As the suitability index (sne) appears to have a relationship with rainfall, build two new models relating this variable to rainfall, one for the seeding experiments, one for the non-seeding experiments. Compare the coefficients for the two models, and produce a figure showing the two models. What does the difference in slope suggest?
seedingY = clouds$seeding == "yes"
seedingN = clouds$seeding == "no"
sne = clouds$sne
lm(sne ~ rainfall * seedingY, data = clouds)
##
## Call:
## lm(formula = sne ~ rainfall * seedingY, data = clouds)
##
## Coefficients:
## (Intercept) rainfall seedingYTRUE
## 3.40530 -0.09516 0.74521
## rainfall:seedingYTRUE
## -0.08190
sne_rain_y = lm(sne ~ rainfall * seedingY, data = clouds)
summary(sne_rain_y)
##
## Call:
## lm(formula = sne ~ rainfall * seedingY, data = clouds)
##
## Residuals:
## Min 1Q Median 3Q Max
## -2.06058 -0.44268 0.05072 0.51213 1.27134
##
## Coefficients:
## Estimate Std. Error t value Pr(>|t|)
## (Intercept) 3.40530 0.40141 8.483 4.65e-08 ***
## rainfall -0.09516 0.07486 -1.271 0.218
## seedingYTRUE 0.74521 0.64655 1.153 0.263
## rainfall:seedingYTRUE -0.08190 0.12084 -0.678 0.506
## ---
## Signif. codes: 0 '***' 0.001 '**' 0.01 '*' 0.05 '.' 0.1 ' ' 1
##
## Residual standard error: 0.8737 on 20 degrees of freedom
## Multiple R-squared: 0.2282, Adjusted R-squared: 0.1124
## F-statistic: 1.971 on 3 and 20 DF, p-value: 0.1508
anova(sne_rain_y)
## Analysis of Variance Table
##
## Response: sne
## Df Sum Sq Mean Sq F value Pr(>F)
## rainfall 1 3.3005 3.3005 4.3236 0.05067 .
## seedingY 1 0.8624 0.8624 1.1297 0.30051
## rainfall:seedingY 1 0.3506 0.3506 0.4593 0.50571
## Residuals 20 15.2673 0.7634
## ---
## Signif. codes: 0 '***' 0.001 '**' 0.01 '*' 0.05 '.' 0.1 ' ' 1
lm(sne ~ rainfall * seedingN, data = clouds)
##
## Call:
## lm(formula = sne ~ rainfall * seedingN, data = clouds)
##
## Coefficients:
## (Intercept) rainfall seedingNTRUE
## 4.1505 -0.1771 -0.7452
## rainfall:seedingNTRUE
## 0.0819
sne_rain_n = lm(sne ~ rainfall * seedingN, data = clouds)
summary(sne_rain_n)
##
## Call:
## lm(formula = sne ~ rainfall * seedingN, data = clouds)
##
## Residuals:
## Min 1Q Median 3Q Max
## -2.06058 -0.44268 0.05072 0.51213 1.27134
##
## Coefficients:
## Estimate Std.
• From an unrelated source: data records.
PR #8918, opened 2025-06-02
Thirdparty: bugfix for libpointmatcher

soesau:
## Summary of Changes

Added support for latest version of libpointmatcher.
Updated doc as libpointmatcher uses the deprecated boost/timer.hpp which can cause a compilation error when building the library.

There is a PR at libpointmatcher to fix the deprecation bug since months, but it still needs to be reviewed.

## Release Management


sloriot:

PR #8919, opened 2025-06-02
Fix warning: avoid copy

sloriot:


sloriot:

PR #8923, opened 2025-06-04
Remove double clear and take the link of vh and not the infinite vertex

sloriot:


Triangulation_3/include/CGAL/link_to_face_graph.h
```diff
@@ -40,11 +40,10 @@ link_to_face_graph(const Triangulation_3& t,
   clear(fg);
   vertex_descriptor inf;
   vertex_descriptor nullvertex = boost::graph_traits<FG>::null_vertex();
-  fg.clear();
   typedef boost::unordered_map<Vertex_handle, vertex_descriptor> Vertex_map;
   Vertex_map vertex_map;
   std::vector<Cell_handle>  cells;
-  t.incident_cells(t.infinite_vertex(),std::back_inserter(cells));
+  t.incident_cells(vh, std::back_inserter(cells));
```
afabri, line 46: Note that we also have a function `visit_just_incident_cells()`  in case this makes a difference in performance.

afabri:
Is there an issue?  Taking the infinite vertex instead of `v` looks like a serious bug.

sloriot:
> Is there an issue? Taking the infinite vertex instead of `v` looks like a serious bug.

It is a serious bug :)

sloriot:
Successfully tested in CGAL-6.1-Ic-170

PR #8924, opened 2025-06-04
Improve link_to_face_graph API

sloriot:
also use it in Tetra remeshing to illustrate how to detect the sharp features of the domain


sloriot:
@janetournois The output (even before my change) does not look correct. Would you mind having a look and let me know if it is as expected. My issue is that `target_edge_length` does not seem to be taken into account on the domain boundary.

sloriot:

janetournois:
Indeed there is a problem with the surface of the cube, but it is also in master.
So it's not blocking this PR, and I'm taking care of it in another branch.
Thanks @sloriot for the report

janetournois:
> Indeed there is a problem with the surface of the cube, but it is also in master. So it's not blocking this PR, and I'm taking care of it in another branch. Thanks @sloriot for the report

There is actually no problem here.
The issue with the example is that the density of the input is very different between the surface and the inside of the cube. One iteration is not enough to uniformize edge lengths.
Also note that the target edge length (0.02) is very small compared to input edge lengths (even inside) so you need quite a few iterations to reach it.

I will push an improvement to this PR

Triangulation_3/include/CGAL/link_to_face_graph.h
```diff
@@ -22,33 +22,87 @@
...
+
+\param t the 3D triangulation
+\param vh the vertex handle of the vertex
+\param tm the triangle mesh
+
+\param np an optional sequence of \ref bgl_namedparameters "Named Parameters" among the ones listed below
+
+\cgalNamedParamsBegin
+  \cgalParamNBegin{ignore_infinite_faces}
+    \cgalParamDescription{if `true` and if `vh` is on the convex hull of `t`, infinite facets are ignored and a triangle mesh with a border is generated}
```
afabri, line 47: Should the word _facets_ be replaced with _faces_?

sloriot:

Triangulation_3/include/CGAL/link_to_face_graph.h
sloriot: we are in the Triangulation_3 context so I'd say no.

Triangulation_3/include/CGAL/link_to_face_graph.h
```diff
@@ -22,33 +22,87 @@
...
+#include <CGAL/boost/graph/named_params_helper.h>
 
 namespace CGAL {
 
+/*!
+\ingroup PkgTriangulation3Ref
 
-template<class Triangulation_3,class FG>
-typename boost::graph_traits<FG>::vertex_descriptor
+fills the face graph `tm` with the <A HREF="https://en.wikipedia.org/wiki/Simplicial_complex#Closure.2C_star.2C_and_link">link</a> of triangulation vertex `vh`.
```
MaelRL:
```suggestion
clears and fills the face graph `tm` with the <a href="https://en.wikipedia.org/wiki/Simplicial_complex#Closure.2C_star.2C_and_link">link</a> of triangulation vertex `vh`.
```

Triangulation_3/include/CGAL/link_to_face_graph.h
```diff
@@ -22,33 +22,87 @@
...
+  \cgalParamNBegin{vertex_point_map}
+    \cgalParamDescription{a property map associating points to the vertices of `tm`}
+    \cgalParamType{a class model of `WritablePropertyMap` with `boost::graph_traits<TriangleMesh>::%vertex_descriptor`
+                   as key type and `Triangulation_3::Point_3` as value type}
+    \cgalParamDefault{`boost::get(CGAL::vertex_point, tm)`}
+  \cgalParamNEnd
+\cgalNamedParamsEnd
+
+\returns the vertex descriptor of the triangle mesh `tm` corresponding to the infinite vertex of `t`,
+         if `vh` is on the convex hull of the triangulation, and if `no_infinite_faces == false`.
```
MaelRL:
```suggestion
         if `vh` is on the convex hull of the triangulation, and if `ignore_infinite_faces` is `false`.
```

Triangulation_3/include/CGAL/link_to_face_graph.h
```diff
@@ -22,33 +22,87 @@
...
+\param np an optional sequence of \ref bgl_namedparameters "Named Parameters" among the ones listed below
+
+\cgalNamedParamsBegin
+  \cgalParamNBegin{ignore_infinite_faces}
+    \cgalParamDescription{if `true` and if `vh` is on the convex hull of `t`, infinite facets are ignored and a triangle mesh with a border is generated}
+    \cgalParamType{Boolean}
+    \cgalParamDefault{`true`}
+  \cgalParamNEnd
+  \cgalParamNBegin{vertex_to_vertex_output_iterator}
+    \cgalParamDescription{an `OutputIterator` where pairs of input and output vertices are put upon creation in `tm`.}
```
MaelRL:
```suggestion
    \cgalParamDescription{an `OutputIterator` where pairs of input vertices and output descriptors are put upon creation in `tm`.}
```

sloriot:
For some reason, it seems to be responsible for time out in Tetremesh testsuite.

afabri:
@sloriot can you please improve the very first paragraph in this PR.  It cannot start with "also use in ..."
The title speaks about the improvement of an API. How can that lead to a timeout?

afabri:
> For some reason, it seems to be responsible for time out in Tetremesh testsuite.

@sloriot can you add it again in a testsuite, to see if the timeout is still there,  In Ic-208 were tons of integrated pull requests.

sloriot:
Successfully tested in CGAL-6.2-Ic-135

lrineau:
TODO: this PR is a breaking change, no?

Triangulation_3/include/CGAL/link_to_face_graph.h
```diff
@@ -61,22 +117,38 @@ link_to_face_graph(const Triangulation_3& t,
...
+typename boost::graph_traits<TriangleMesh>::vertex_descriptor
+link_to_face_graph(const Triangulation_3& t,
+                   typename Triangulation_3::Vertex_handle vh,
+                   TriangleMesh& tm,
+                   bool ignore_infinite_faces)
+{
+  link_to_face_graph(t, vh, tm, CGAL::parameters::ignore_infinite_faces(ignore_infinite_faces));
+}
+#endif
+#endif
```
lrineau, line 150: I see this part of the code ensures the backward compatibility. But:

  - it should have been marked as deprecated,
  - and it should be tested.

PR #8940, opened 2025-06-17
Lab - fix "save as" for a `c3t3` that was loaded

janetournois:
## Summary of Changes

Load a `.mesh` file, remesh it or do nothing, and "save as..." fails because the `c3t3` has its `is_valid` field set to `false`.

This PR fixes that issue : now only `.binary.cgal` requires being certainly valid, i.e. generated by Mesh_3

thanks @IasonManolas for the report

## Release Management

* Affected package(s): Lab


sloriot:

Error t value Pr(>|t|)
## (Intercept) 4.15051 0.50684 8.189 8.11e-08 ***
## rainfall -0.17706 0.09487 -1.866 0.0767 .
## seedingNTRUE -0.74521 0.64655 -1.153 0.2627
## rainfall:seedingNTRUE 0.08190 0.12084 0.678 0.5057
## ---
## Signif. codes: 0 '***' 0.001 '**' 0.01 '*' 0.05 '.' 0.1 ' ' 1
##
## Residual standard error: 0.8737 on 20 degrees of freedom
## Multiple R-squared: 0.2282, Adjusted R-squared: 0.1124
## F-statistic: 1.971 on 3 and 20 DF, p-value: 0.1508
anova(sne_rain_n)
## Analysis of Variance Table
##
## Response: sne
## Df Sum Sq Mean Sq F value Pr(>F)
## rainfall 1 3.3005 3.3005 4.3236 0.05067 .
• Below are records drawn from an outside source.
PR #8944, opened 2025-06-18
Reset depth when updating exact

sloriot:
Only meaningful when CGAL_PROFILE is defined.

### DIFF
--- a/Filtered_kernel/include/CGAL/Lazy.h
+++ b/Filtered_kernel/include/CGAL/Lazy.h
@@ -233,14 +233,14 @@ print_dag(const Return_base_tag&, std::ostream& os, int level)
 
 struct Depth_base {
 #ifdef CGAL_PROFILE
-  int depth_;
+  mutable int depth_;
 
   Depth_base()
     : depth_(0)
   {}
 
   int depth() const { return depth_; }
-  void set_depth(int i)
+  void set_depth(int i) const
   {
     depth_ = i;
     CGAL_HISTOGRAM_PROFILER(std::string("[Lazy_kernel DAG depths]"), i);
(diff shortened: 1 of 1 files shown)


Filtered_kernel/include/CGAL/Lazy.h
```diff
@@ -660,6 +660,7 @@ class Lazy_rep_n final :
     auto* p = new typename Base::Indirect(ec()( CGAL::exact( std::get<I>(l) ) ... ) );
     this->set_at(p);
     this->set_ptr(p);
+    this->set_depth(0);
```
mglisse, line 663: Is that also needed in Lazy_rep_optional_n?

Filtered_kernel/include/CGAL/Lazy.h
```diff
@@ -660,6 +660,7 @@ class Lazy_rep_n final :
...
     if(!noprune || is_currently_single_threaded())
       lazy_reset_member(l);
```
mglisse, line 665: Is the goal of the depth to measure how much work a future `exact` call will take, or to measure the memory used to store the DAG? In the first case, I think you put set_depth in the right place. In the second case, it might make sense to move it next to `lazy_reset_member`.

sloriot: It's to get the current depth of an object in the DAG so thanks for confirming that's the right place.

Filtered_kernel/include/CGAL/Lazy.h
sloriot: I also asked myself the question, also about adding the conditional reset. As it is specific code maybe @afabri knows more.

sloriot:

## seedingN 1 0.8624 0.8624 1.1297 0.30051
## rainfall:seedingN 1 0.3506 0.3506 0.4593 0.50571
## Residuals 20 15.2673 0.7634
## ---
## Signif. codes: 0 '***' 0.001 '**' 0.01 '*' 0.05 '.' 0.1 ' ' 1
plot_sne_rain = ggplot(clouds, aes(x = rainfall, y = sne, col = seeding)) + geom_point()
plot_sne_rain = plot_sne_rain + geom_smooth(method = "lm") + ggtitle("Rainfall vs Suitability Index") + xlab("Rainfall (m^3 * 1e+8)") + ylab("Suitability Index") + theme_bw()
print(plot_sne_rain)
## `geom_smooth()` using formula 'y ~ x'
Here, in order to differentiate between the seeding and non-seeding experiments, I created two new variables. From there, I was able to build the two linear regression models, evaluate the coefficients of both and then compare them to one another in a plot. As seen in the plot, both seeding and non-seeding experiments have a downward slope but one is steeper than the other, indicated that as the rainfall increases, sne decreases but the rate at which the sne decreases is faster with the seeding experiments whereas it’s more gradual with the non-seeding experiments.